(Items listed in a dataset)

%%

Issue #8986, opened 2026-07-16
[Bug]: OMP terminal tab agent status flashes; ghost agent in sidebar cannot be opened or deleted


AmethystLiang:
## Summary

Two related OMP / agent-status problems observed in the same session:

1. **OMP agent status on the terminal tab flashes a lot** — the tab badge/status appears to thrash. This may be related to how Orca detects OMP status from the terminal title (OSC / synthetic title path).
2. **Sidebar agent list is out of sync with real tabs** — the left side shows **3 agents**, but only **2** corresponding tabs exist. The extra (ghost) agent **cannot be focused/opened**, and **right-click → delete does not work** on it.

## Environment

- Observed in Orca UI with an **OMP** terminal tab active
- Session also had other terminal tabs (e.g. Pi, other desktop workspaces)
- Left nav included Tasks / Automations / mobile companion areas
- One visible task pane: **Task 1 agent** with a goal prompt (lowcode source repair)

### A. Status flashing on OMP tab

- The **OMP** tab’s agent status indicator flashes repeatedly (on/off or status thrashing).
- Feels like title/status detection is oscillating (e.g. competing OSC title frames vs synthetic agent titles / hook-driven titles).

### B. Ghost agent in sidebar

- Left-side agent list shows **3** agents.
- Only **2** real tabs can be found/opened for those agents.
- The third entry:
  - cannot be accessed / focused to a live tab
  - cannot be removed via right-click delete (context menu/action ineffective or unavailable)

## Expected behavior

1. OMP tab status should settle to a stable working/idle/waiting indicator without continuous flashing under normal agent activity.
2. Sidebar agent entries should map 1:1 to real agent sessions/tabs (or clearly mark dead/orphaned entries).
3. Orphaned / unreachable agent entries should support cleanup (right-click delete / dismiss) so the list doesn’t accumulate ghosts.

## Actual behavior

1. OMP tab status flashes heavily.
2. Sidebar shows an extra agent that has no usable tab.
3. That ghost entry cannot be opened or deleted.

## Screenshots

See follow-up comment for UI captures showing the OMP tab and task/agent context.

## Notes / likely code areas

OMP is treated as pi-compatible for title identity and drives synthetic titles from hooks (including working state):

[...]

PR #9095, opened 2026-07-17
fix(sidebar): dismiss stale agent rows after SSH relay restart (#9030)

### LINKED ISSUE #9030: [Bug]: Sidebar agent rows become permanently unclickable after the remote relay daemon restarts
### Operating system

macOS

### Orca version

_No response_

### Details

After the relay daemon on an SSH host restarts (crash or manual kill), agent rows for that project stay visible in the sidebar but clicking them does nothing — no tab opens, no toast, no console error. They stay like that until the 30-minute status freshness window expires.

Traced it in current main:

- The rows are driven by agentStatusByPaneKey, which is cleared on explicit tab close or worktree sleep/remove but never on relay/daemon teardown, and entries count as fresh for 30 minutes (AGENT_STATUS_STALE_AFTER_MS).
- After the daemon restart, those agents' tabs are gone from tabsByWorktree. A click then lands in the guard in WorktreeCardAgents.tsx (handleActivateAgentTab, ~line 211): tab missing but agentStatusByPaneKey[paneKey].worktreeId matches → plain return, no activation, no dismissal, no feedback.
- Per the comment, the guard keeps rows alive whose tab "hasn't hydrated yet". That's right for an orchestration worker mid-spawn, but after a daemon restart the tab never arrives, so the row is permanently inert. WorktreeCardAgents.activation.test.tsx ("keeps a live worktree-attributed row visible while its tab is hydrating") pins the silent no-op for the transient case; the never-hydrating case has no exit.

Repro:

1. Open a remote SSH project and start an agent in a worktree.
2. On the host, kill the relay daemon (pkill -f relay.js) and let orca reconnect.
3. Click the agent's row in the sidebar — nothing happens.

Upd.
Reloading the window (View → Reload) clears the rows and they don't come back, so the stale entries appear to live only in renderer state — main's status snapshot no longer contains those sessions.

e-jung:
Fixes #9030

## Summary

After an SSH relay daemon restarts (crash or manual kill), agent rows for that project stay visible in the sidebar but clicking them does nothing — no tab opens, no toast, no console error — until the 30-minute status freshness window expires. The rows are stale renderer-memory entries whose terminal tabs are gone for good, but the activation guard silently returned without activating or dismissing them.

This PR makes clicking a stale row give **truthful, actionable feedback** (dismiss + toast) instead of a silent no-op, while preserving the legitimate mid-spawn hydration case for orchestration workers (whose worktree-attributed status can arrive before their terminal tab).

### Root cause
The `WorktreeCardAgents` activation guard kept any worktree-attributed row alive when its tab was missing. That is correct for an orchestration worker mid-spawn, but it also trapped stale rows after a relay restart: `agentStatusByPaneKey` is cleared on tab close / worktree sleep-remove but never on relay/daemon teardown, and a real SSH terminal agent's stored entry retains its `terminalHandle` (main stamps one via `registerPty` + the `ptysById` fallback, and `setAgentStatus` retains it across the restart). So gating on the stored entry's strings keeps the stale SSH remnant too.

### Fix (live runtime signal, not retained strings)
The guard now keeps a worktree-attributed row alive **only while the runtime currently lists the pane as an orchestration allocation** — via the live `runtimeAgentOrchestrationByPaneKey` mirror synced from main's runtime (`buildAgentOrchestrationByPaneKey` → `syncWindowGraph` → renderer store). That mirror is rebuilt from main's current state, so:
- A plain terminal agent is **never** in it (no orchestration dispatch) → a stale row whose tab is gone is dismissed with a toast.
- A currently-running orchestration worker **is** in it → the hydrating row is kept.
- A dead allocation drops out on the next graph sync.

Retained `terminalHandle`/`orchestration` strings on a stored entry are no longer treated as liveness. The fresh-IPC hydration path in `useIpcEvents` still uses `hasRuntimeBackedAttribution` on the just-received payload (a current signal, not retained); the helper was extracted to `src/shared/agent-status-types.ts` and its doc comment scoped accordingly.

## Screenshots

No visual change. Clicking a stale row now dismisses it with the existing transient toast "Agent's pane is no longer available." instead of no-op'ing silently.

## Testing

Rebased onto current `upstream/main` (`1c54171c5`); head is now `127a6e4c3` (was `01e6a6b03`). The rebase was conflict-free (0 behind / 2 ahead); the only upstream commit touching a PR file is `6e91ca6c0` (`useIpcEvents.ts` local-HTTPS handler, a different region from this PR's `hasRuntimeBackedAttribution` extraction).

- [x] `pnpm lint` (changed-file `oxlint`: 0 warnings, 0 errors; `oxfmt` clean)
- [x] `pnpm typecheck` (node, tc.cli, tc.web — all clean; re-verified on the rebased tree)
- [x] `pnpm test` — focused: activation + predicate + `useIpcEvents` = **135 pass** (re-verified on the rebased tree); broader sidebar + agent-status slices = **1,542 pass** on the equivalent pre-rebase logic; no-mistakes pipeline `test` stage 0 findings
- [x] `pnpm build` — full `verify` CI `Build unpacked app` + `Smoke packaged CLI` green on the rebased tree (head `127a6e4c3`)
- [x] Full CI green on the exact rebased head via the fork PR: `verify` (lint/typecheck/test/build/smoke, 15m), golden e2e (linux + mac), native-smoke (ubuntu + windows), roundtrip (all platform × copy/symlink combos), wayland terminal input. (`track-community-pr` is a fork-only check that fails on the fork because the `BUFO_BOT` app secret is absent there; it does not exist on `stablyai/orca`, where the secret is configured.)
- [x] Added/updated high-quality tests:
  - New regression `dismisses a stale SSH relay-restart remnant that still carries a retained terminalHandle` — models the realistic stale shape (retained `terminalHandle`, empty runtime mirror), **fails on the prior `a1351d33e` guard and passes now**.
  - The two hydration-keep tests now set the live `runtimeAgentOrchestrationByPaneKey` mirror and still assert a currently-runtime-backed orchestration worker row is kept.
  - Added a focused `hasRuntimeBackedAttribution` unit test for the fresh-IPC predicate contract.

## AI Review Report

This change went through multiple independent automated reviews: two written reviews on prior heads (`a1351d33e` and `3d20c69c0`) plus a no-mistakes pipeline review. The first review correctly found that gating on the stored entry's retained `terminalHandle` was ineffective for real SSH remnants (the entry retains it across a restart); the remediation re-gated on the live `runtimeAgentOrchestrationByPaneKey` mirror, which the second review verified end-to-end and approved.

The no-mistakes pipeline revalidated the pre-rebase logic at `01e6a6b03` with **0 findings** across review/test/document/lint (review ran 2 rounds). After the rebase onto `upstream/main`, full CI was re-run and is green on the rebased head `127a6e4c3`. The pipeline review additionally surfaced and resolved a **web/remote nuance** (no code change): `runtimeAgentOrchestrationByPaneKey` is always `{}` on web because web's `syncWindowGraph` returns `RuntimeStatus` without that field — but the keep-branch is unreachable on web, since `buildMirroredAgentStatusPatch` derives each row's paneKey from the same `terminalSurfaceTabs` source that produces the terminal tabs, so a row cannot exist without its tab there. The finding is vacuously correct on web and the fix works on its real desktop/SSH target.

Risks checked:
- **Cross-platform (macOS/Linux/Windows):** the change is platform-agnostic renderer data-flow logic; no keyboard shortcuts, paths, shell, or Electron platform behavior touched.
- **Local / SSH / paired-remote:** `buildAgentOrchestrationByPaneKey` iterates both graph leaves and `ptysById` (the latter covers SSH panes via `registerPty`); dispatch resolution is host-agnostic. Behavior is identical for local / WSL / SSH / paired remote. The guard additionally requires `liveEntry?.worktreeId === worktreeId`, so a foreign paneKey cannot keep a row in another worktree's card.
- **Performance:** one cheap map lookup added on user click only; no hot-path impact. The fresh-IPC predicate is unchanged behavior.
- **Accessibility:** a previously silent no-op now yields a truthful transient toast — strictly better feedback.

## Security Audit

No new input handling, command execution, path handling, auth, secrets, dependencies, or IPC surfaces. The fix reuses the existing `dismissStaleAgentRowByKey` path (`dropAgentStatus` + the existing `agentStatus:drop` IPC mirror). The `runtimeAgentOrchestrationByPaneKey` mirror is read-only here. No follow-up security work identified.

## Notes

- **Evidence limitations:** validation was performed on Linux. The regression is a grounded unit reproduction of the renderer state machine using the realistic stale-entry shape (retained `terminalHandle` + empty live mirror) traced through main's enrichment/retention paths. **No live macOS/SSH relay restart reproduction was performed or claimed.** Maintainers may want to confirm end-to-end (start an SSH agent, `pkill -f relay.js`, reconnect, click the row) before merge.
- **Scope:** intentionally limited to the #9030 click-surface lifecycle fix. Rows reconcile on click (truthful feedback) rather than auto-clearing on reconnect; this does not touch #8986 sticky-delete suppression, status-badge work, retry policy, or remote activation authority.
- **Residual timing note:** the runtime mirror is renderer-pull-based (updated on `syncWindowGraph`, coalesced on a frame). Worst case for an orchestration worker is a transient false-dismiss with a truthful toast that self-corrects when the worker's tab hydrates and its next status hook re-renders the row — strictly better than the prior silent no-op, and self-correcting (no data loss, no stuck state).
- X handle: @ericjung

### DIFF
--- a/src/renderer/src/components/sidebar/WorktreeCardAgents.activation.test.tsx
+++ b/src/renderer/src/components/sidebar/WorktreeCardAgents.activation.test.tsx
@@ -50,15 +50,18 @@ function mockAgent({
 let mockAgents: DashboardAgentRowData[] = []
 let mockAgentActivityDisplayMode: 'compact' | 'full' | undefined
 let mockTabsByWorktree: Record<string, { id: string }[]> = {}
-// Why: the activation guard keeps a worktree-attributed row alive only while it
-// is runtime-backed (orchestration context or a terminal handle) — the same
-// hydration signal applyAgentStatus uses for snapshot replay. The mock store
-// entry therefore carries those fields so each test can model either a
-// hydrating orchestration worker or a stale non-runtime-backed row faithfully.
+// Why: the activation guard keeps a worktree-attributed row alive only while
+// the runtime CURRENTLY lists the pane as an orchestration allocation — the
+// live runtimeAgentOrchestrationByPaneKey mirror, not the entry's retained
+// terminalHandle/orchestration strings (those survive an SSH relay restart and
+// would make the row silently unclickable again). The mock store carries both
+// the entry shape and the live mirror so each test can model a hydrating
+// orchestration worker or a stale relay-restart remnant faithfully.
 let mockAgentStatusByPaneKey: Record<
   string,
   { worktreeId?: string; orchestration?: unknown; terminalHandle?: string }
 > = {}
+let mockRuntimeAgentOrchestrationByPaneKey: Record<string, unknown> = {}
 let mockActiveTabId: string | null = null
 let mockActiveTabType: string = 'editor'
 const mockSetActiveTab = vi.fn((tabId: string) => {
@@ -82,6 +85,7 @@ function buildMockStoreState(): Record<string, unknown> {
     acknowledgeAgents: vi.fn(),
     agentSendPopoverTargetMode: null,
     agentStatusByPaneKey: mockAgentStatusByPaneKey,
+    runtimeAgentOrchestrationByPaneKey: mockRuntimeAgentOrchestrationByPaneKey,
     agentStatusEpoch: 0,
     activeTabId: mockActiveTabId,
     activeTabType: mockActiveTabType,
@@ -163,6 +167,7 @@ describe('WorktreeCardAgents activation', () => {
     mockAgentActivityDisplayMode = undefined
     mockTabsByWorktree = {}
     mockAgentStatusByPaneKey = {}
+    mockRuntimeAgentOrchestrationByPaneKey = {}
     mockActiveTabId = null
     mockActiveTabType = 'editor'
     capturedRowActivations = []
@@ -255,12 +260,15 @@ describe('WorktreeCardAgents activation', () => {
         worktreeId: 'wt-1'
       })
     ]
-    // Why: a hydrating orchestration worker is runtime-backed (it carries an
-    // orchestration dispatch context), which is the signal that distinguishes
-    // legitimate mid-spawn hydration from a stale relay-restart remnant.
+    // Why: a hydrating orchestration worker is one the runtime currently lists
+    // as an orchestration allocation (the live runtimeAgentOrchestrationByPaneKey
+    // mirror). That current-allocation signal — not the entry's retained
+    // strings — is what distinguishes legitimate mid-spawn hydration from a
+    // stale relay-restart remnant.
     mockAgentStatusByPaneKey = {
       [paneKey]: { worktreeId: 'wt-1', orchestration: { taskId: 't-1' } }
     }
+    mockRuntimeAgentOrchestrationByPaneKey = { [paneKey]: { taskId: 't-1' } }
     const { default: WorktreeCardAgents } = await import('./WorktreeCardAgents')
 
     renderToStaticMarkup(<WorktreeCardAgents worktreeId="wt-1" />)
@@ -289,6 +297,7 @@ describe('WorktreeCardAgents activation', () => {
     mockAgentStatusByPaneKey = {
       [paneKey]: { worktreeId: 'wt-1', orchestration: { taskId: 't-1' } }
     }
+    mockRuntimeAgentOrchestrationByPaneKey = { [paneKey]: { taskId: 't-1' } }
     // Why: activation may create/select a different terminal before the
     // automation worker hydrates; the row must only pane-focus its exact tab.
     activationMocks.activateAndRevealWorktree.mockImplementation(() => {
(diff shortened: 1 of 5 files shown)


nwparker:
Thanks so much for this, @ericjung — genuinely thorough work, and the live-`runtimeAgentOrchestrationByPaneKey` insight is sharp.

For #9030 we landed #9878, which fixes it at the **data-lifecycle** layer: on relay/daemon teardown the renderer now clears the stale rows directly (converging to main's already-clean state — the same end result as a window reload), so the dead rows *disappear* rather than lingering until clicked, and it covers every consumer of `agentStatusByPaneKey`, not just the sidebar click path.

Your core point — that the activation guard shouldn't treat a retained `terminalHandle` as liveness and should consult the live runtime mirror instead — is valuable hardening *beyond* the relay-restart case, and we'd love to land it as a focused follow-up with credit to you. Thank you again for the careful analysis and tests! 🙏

%%

:: Exercise prompt ::
Above this instruction are the records; retype exactly the lines from the one containing "- Left nav included" up to and including the one containing "- cannot be accessed".

:: Expected output ::
- Left nav included Tasks / Automations / mobile companion areas
- One visible task pane: **Task 1 agent** with a goal prompt (lowcode source repair)

### A. Status flashing on OMP tab

- The **OMP** tab’s agent status indicator flashes repeatedly (on/off or status thrashing).
- Feels like title/status detection is oscillating (e.g. competing OSC title frames vs synthetic agent titles / hook-driven titles).

### B. Ghost agent in sidebar

- Left-side agent list shows **3** agents.
- Only **2** real tabs can be found/opened for those agents.
- The third entry:
  - cannot be accessed / focused to a live tab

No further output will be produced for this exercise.